◆ **PROBLEM TO WORK ON**
Return all of the records exactly.

:: RECORDS

PR #3480, opened 2026-06-16
feat: implement podcast embed page

ahtesham-quraish:
https://github.com/mitodl/hq/issues/11789

- Implement the podcast episode embed page

### Desktop
image

### Mobile 
image

### How can this be tested?
For testing you need to follow this url `http://open.odl.local:8062/podcast/embed/[id]` and see episode embedding

### DIFF
--- a/frontends/main/src/app-pages/PodcastPage/PodcastEmbedPlayer.tsx
+++ b/frontends/main/src/app-pages/PodcastPage/PodcastEmbedPlayer.tsx
@@ -1,0 +1,403 @@
+"use client"
+
+import React, { useRef, useState, useEffect, useCallback } from "react"
+import { styled, Typography, LoadingSpinner } from "ol-components"
+import {
+  RiPlayCircleLine,
+  RiPauseCircleLine,
+  RiReplay10Line,
+  RiForward30Line,
+} from "@remixicon/react"
+import type { LearningResource } from "api/v1"
+
+// ─── Helpers ──────────────────────────────────────────────────────────────────
+
+const SPEED_OPTIONS = [0.75, 1, 1.25, 1.5, 2]
+
+const formatTime = (seconds: number): string => {
+  const m = Math.floor(seconds / 60)
+  const s = Math.floor(seconds % 60)
+  return `${String(m).padStart(2, "0")}:${String(s).padStart(2, "0")}`
+}
+
+function getAudioUrl(resource: LearningResource): string {
+  if (resource.resource_type !== "podcast_episode") return ""
+  return (
+    resource.podcast_episode?.audio_url ??
+    resource.podcast_episode?.episode_link ??
+    ""
+  )
+}
+
+// ─── Styled components ────────────────────────────────────────────────────────
+
+const Shell = styled.div(({ theme }) => ({
+  width: "100vw",
+  height: "100vh",
+  display: "flex",
+  alignItems: "center",
+  justifyContent: "center",
+  backgroundColor: theme.custom.colors.white,
+  padding: "24px",
+  boxSizing: "border-box",
+}))
+
+const PlayerCard = styled.div(({ theme }) => ({
+  display: "grid",
+  gridTemplateColumns: "auto 1fr",
+  gridTemplateAreas: '"art info" "art controls" "art progress"',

::::

◆ **RESULT FOR THIS TASK**
PR #3480, opened 2026-06-16
feat: implement podcast embed page

ahtesham-quraish:
https://github.com/mitodl/hq/issues/11789

- Implement the podcast episode embed page

### Desktop
image

### Mobile 
image

### How can this be tested?
For testing you need to follow this url `http://open.odl.local:8062/podcast/embed/[id]` and see episode embedding

### DIFF
--- a/frontends/main/src/app-pages/PodcastPage/PodcastEmbedPlayer.tsx
+++ b/frontends/main/src/app-pages/PodcastPage/PodcastEmbedPlayer.tsx
@@ -1,0 +1,403 @@
+"use client"
+
+import React, { useRef, useState, useEffect, useCallback } from "react"
+import { styled, Typography, LoadingSpinner } from "ol-components"
+import {
+  RiPlayCircleLine,
+  RiPauseCircleLine,
+  RiReplay10Line,
+  RiForward30Line,
+} from "@remixicon/react"
+import type { LearningResource } from "api/v1"
+
+// ─── Helpers ──────────────────────────────────────────────────────────────────
+
+const SPEED_OPTIONS = [0.75, 1, 1.25, 1.5, 2]
+
+const formatTime = (seconds: number): string => {
+  const m = Math.floor(seconds / 60)
+  const s = Math.floor(seconds % 60)
+  return `${String(m).padStart(2, "0")}:${String(s).padStart(2, "0")}`
+}
+
+function getAudioUrl(resource: LearningResource): string {
+  if (resource.resource_type !== "podcast_episode") return ""
+  return (
+    resource.podcast_episode?.audio_url ??
+    resource.podcast_episode?.episode_link ??
+    ""
+  )
+}
+
+// ─── Styled components ────────────────────────────────────────────────────────
+
+const Shell = styled.div(({ theme }) => ({
+  width: "100vw",
+  height: "100vh",
+  display: "flex",
+  alignItems: "center",
+  justifyContent: "center",
+  backgroundColor: theme.custom.colors.white,
+  padding: "24px",
+  boxSizing: "border-box",
+}))
+
+const PlayerCard = styled.div(({ theme }) => ({
+  display: "grid",
+  gridTemplateColumns: "auto 1fr",
+  gridTemplateAreas: '"art info" "art controls" "art progress"',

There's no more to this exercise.